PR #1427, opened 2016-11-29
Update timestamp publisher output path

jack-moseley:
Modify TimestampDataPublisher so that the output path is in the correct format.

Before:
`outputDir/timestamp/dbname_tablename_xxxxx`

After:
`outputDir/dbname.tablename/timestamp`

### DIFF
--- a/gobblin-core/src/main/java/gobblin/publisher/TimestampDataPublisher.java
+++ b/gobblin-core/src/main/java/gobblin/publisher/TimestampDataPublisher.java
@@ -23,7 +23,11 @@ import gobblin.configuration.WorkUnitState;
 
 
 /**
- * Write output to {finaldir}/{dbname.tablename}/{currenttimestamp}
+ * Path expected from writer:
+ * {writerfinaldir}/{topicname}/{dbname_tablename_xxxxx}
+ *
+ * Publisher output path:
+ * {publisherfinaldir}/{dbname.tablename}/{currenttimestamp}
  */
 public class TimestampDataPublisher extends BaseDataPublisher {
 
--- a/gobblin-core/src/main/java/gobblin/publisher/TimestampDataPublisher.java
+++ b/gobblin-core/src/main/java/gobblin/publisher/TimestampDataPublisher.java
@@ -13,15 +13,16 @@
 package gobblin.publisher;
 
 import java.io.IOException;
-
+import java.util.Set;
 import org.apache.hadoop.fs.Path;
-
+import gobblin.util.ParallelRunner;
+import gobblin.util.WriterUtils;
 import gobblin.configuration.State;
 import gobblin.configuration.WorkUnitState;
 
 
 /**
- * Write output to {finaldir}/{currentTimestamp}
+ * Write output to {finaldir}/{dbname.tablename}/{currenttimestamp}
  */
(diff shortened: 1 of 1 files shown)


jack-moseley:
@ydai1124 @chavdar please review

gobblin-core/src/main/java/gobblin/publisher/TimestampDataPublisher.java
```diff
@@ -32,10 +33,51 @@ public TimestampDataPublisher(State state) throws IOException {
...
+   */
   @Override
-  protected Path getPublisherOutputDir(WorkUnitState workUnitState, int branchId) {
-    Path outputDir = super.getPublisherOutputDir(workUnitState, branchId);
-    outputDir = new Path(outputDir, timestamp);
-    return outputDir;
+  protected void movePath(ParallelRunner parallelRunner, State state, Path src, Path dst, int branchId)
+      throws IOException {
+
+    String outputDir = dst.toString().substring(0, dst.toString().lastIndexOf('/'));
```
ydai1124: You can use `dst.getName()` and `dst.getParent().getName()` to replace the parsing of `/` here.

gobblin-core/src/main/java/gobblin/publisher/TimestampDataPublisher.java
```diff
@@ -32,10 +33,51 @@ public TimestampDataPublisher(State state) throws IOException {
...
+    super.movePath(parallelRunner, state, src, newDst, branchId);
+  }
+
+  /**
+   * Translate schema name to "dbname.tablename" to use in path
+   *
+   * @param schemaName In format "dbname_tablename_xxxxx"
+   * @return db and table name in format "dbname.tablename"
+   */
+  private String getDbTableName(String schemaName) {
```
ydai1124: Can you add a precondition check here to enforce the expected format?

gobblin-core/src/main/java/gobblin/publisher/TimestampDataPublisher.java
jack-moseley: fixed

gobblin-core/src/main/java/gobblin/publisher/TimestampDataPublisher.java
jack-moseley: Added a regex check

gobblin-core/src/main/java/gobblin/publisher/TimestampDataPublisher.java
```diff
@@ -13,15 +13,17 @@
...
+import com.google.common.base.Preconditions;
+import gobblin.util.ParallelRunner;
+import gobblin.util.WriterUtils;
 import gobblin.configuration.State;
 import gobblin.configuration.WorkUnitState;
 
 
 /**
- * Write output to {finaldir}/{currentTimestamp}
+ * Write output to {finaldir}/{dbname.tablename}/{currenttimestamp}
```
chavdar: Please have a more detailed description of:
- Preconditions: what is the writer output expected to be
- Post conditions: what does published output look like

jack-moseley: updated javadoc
===
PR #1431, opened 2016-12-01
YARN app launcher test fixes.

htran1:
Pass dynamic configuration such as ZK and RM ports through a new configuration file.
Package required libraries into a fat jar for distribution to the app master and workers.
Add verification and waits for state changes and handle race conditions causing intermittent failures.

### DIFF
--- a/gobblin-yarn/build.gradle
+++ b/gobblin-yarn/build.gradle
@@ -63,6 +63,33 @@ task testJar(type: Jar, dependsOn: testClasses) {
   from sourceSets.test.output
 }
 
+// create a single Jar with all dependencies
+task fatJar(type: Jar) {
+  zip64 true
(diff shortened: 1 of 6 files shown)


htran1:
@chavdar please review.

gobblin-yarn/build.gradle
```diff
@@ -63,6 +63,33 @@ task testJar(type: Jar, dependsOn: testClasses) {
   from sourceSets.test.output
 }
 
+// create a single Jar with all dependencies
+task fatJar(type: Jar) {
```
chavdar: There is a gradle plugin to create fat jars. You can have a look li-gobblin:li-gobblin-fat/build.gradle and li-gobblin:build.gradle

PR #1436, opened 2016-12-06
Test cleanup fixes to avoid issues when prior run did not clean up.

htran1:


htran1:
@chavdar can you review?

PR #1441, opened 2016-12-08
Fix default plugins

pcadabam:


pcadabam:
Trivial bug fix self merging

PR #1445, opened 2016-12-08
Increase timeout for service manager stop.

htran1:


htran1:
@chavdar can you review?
===
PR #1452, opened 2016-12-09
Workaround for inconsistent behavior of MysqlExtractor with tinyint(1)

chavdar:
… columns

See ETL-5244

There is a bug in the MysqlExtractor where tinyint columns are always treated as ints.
===
:: What to do ::
Across these entries, count each line where the string "shortened" shows up. Give only the count.

:: Output ::
2